Александр Панчин – кандидат биологических наук, старший научный сотрудник Института проблем передачи информации Российской академии наук, популяризатор науки.
— Поговорим об организации науки в России. Многие ученые говорят о том, что научная деятельность свелась к написанию множества статей в конкретных журналах. Вы как ученый заметили эту тенденцию?
— У этой медали две стороны — одна хорошая, одна плохая. Идея о том, что ученые должны публиковаться в международных журналах — правильная. Ведь какой смысл в научной работе, если о ней никто не узнает? К тому же большая часть научных исследований финансируется за счет государства. И общество, и, в большей степени, другие ученые должны знать об исследованиях и полученных результатах.
Действительно, существует некая градация качества научных журналов. Есть ряд научных журналов с хорошей репутацией. И конечно, откровенную ерунду они публиковать не будут. При этом любой журнал можно ввести в заблуждение, сфальсифицировав некоторые данные. Но, как правило, в качественных журналах налажена система рецензирования. Мы можем быть уверены в том, что статью рассмотрят компетентные редакторы, несколько специалистов из конкретной области. Именно поэтому, такие журналы активно читают ученые со всего мира, а статьи чаще цитируются, что говорит о том, что они кого-то заинтересовали, что кто-то пытался учесть полученные результаты в своей работе.
Очевидный минус вытекает из того, что показатели цитируемости ученого определяют уровень его финансирования. Ученые — тоже люди, и не все из них добросовестные. При этом в России особенно заметен кризис репутации. Есть люди, которые списывают диссертации, или те, кто подделывают публикации, занимаясь откровенным плагиатом.

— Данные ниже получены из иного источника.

PR #112, opened 2026-01-11
CMake and example model path fixes for conda-forge building

sea-bass:
When doing experiments building with `conda-forge`, I realized that the models install locations breaks when you build this way. A small fix seems to do the trick.

EDIT: The `dladdr` hacks in the `get_install_prefix()` function did not work as intended, so these were updated to handle the conda install case as well.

В прошлом году, например, мы стали свидетелями громкой истории про 869 отозванных статей. В некоторых из них название препарата, прошедшего клинические исследования, было заменено на другое, при этом все данные оставались прежними. То есть речь идет не только об академически вредных статьях, повышающих индекс Хирша недобросовестного ученого, но и о статьях, несущих реальную угрозу обществу. Врачи, например, рекомендуя тот или иной препарат, могут даже не знать, что результаты исследования сфабрикованы.
Я считаю, что наука должна быть международной, а ученые должны публиковать свои статьи в международных рецензируемых журналах. Нет статей — не о чем говорить. Но наличие статей не всегда является гарантом качества научных исследований. Поэтому при определении финансирования нужна качественная независимая экспертиза. Только так можно бороться с эксплуатацией наукометрии в целях наживы.
— Как вы оцениваете деятельность Комиссии по противодействию фальсификации научных исследований?
— Я как член сестринской Комиссии по борьбе с лженаукой высоко оцениваю деятельность своих коллег. Масштаб работы, которую они проделали — беспрецедентен. Конечно, встречаются критики. Но, как правило, это и есть те самые люди, которые списывали диссертации или участвовали в процедуре защиты списанных диссертаций, те, чьи интересы страдают от борьбы с некачественной наукой.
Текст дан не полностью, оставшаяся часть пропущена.